■ Exercise description: From the records below, transcribe only the lines running from the one with "The title will" through the one with "would be used.". Keep both of those end lines.

■ Material provided:
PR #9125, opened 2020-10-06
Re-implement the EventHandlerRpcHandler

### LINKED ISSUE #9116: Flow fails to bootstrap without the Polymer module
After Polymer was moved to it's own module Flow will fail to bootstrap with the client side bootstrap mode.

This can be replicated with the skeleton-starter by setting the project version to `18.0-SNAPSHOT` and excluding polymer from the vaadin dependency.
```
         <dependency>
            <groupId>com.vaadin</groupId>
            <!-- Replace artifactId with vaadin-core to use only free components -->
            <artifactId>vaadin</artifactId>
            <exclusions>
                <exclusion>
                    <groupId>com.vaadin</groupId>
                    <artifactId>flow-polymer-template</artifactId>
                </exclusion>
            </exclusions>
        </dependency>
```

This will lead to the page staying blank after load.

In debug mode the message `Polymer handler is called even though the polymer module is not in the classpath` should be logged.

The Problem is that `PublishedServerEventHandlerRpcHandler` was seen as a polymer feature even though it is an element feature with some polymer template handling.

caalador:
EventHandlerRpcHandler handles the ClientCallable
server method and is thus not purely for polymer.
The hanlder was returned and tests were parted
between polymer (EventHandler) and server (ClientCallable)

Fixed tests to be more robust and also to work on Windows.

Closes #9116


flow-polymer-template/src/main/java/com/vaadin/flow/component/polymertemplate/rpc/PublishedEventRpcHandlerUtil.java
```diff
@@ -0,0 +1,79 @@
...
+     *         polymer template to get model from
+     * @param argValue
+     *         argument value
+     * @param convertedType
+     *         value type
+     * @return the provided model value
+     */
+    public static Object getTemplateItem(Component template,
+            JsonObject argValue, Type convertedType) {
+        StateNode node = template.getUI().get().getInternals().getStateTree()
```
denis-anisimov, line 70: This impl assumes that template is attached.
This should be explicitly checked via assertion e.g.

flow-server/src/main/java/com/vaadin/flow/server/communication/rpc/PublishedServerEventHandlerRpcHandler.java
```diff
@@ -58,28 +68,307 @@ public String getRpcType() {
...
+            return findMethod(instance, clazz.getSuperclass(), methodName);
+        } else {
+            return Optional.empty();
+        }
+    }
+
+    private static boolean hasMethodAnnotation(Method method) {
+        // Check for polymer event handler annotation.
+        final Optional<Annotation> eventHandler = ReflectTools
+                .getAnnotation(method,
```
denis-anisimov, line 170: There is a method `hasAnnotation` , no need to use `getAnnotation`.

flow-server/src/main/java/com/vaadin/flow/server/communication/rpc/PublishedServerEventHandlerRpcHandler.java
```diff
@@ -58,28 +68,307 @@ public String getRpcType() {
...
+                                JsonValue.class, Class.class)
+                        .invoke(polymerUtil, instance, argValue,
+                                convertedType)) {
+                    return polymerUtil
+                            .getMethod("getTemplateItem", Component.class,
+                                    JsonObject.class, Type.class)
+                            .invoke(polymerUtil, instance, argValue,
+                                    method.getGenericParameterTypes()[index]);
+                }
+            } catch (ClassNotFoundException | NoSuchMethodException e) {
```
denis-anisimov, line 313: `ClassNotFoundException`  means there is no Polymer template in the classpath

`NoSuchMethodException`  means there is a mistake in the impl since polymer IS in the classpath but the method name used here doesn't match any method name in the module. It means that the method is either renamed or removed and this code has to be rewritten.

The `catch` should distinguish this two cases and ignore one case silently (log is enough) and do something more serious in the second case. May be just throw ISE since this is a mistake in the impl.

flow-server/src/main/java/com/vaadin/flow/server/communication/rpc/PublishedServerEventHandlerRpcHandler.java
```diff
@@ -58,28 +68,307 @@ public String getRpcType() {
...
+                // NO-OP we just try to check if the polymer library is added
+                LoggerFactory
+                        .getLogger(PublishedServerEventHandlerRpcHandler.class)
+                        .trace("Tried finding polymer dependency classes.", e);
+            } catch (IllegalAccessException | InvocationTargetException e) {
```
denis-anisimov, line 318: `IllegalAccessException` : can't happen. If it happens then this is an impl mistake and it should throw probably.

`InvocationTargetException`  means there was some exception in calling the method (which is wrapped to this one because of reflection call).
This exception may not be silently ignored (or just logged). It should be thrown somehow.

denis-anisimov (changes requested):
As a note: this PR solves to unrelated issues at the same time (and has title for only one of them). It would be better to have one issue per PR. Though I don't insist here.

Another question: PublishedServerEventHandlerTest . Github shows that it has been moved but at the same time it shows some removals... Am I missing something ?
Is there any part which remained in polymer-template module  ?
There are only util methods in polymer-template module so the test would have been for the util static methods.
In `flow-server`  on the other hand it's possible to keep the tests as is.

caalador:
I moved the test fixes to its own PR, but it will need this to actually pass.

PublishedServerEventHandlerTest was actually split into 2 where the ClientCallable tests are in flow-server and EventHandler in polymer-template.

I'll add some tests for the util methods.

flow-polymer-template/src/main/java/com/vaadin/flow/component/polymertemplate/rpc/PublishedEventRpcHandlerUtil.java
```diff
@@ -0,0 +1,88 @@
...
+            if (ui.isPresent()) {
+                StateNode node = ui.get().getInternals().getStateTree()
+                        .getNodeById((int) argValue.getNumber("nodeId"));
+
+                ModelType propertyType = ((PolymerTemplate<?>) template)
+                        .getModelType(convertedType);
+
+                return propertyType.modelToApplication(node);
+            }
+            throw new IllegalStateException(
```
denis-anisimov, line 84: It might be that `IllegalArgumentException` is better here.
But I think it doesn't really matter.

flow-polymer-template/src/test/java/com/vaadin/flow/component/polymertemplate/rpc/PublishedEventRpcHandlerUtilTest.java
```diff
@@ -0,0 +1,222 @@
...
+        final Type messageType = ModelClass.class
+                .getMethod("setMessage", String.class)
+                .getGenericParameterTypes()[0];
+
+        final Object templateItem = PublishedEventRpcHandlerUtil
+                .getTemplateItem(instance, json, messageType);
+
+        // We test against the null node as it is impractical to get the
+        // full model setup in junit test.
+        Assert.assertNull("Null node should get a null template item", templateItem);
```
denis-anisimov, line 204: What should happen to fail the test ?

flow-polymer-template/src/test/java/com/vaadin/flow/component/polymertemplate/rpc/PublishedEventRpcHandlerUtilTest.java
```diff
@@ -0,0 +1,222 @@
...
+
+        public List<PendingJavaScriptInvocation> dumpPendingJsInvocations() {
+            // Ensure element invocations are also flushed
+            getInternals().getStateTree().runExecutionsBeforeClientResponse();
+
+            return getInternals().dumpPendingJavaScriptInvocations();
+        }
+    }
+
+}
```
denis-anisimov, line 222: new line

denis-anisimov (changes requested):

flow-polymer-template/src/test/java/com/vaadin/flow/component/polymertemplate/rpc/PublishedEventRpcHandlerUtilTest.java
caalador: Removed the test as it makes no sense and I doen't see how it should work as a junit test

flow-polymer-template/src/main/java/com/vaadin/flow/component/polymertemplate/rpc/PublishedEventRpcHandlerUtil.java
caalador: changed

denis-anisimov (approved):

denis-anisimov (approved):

==

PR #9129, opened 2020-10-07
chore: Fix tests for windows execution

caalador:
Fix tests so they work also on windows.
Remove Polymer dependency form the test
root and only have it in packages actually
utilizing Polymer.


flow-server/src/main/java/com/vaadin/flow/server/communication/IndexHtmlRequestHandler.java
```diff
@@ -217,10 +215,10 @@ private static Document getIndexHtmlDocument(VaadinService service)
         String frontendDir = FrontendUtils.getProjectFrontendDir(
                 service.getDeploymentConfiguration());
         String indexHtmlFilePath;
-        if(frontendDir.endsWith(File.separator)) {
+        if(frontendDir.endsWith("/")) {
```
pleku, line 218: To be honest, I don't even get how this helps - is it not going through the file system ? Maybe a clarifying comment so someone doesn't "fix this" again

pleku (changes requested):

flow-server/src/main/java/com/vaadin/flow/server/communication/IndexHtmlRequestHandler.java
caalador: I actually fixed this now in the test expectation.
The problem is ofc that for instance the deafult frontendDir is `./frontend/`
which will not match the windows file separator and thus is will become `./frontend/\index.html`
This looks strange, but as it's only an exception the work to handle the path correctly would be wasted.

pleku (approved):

--

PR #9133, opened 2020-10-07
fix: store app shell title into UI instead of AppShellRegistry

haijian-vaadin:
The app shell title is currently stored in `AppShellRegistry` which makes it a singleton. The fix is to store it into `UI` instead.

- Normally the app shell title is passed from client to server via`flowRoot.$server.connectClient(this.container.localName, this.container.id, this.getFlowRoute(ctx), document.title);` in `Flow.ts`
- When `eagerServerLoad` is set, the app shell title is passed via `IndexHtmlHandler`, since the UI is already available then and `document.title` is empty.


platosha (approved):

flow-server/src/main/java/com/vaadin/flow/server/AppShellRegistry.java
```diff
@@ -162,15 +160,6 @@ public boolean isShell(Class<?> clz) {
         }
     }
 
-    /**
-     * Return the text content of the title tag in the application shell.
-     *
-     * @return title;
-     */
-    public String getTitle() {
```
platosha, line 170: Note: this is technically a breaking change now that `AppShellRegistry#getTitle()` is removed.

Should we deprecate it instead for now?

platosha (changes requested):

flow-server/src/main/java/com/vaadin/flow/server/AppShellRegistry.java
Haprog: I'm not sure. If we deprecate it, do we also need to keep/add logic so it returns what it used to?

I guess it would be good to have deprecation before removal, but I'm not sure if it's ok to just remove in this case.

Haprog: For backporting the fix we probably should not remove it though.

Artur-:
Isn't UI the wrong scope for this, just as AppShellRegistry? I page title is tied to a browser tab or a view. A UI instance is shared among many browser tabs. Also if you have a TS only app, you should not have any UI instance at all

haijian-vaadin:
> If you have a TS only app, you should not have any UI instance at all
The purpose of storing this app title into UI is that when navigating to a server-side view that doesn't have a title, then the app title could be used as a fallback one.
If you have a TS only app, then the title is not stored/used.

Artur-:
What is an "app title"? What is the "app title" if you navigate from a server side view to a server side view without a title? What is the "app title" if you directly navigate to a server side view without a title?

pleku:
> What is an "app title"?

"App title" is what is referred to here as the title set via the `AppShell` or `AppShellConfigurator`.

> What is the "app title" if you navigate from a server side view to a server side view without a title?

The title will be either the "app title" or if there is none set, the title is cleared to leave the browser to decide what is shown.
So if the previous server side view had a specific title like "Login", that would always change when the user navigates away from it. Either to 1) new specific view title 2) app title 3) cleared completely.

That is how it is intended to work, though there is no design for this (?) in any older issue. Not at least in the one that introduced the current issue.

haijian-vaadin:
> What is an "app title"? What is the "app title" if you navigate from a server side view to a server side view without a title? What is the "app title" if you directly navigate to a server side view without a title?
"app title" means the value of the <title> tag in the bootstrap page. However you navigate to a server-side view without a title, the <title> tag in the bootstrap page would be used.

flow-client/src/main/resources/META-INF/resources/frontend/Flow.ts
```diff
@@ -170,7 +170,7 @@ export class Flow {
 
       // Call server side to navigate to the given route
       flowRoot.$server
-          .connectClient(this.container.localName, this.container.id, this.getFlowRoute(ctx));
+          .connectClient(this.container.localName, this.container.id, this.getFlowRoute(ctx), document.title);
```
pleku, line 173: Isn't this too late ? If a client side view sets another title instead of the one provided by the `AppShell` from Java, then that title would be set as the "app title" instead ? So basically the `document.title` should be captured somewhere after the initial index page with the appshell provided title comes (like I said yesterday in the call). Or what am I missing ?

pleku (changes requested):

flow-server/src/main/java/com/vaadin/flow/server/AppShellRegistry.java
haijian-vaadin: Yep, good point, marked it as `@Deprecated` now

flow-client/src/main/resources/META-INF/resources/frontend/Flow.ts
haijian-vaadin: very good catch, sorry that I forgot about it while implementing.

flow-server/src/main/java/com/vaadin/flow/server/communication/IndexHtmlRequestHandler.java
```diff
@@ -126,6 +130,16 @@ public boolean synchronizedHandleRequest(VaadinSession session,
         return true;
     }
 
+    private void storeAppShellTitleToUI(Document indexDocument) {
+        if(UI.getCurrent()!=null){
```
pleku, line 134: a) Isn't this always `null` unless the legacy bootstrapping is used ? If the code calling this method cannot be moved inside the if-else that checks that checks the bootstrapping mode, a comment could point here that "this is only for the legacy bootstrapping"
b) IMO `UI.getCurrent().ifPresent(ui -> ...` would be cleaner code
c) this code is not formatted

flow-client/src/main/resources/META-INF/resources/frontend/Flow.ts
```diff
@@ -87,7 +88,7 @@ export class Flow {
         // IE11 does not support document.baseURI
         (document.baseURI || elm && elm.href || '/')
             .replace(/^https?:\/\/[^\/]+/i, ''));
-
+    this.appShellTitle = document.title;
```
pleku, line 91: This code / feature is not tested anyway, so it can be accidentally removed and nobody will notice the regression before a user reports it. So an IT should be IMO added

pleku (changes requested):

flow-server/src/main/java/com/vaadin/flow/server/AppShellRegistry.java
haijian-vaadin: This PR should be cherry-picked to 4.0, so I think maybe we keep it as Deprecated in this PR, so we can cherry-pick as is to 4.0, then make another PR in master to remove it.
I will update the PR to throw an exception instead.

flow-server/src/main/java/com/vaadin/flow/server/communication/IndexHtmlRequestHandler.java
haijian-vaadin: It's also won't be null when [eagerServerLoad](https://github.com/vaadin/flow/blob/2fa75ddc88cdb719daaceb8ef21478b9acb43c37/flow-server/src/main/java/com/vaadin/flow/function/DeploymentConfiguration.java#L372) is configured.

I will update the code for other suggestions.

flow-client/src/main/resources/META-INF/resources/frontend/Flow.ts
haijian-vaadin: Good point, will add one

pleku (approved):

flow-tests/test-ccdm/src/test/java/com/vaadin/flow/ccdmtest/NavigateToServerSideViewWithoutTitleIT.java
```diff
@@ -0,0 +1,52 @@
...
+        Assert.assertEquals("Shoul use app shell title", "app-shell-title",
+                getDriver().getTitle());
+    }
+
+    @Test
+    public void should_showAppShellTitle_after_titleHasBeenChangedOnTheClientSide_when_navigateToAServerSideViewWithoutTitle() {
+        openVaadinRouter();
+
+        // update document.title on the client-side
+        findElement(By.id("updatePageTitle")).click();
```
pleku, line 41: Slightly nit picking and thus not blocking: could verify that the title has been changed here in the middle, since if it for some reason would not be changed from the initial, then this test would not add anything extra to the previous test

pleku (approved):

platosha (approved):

■ Task answer:
The title will be either the "app title" or if there is none set, the title is cleared to leave the browser to decide what is shown.
So if the previous server side view had a specific title like "Login", that would always change when the user navigates away from it. Either to 1) new specific view title 2) app title 3) cleared completely.

That is how it is intended to work, though there is no design for this (?) in any older issue. Not at least in the one that introduced the current issue.

haijian-vaadin:
> What is an "app title"? What is the "app title" if you navigate from a server side view to a server side view without a title? What is the "app title" if you directly navigate to a server side view without a title?
"app title" means the value of the <title> tag in the bootstrap page. However you navigate to a server-side view without a title, the <title> tag in the bootstrap page would be used.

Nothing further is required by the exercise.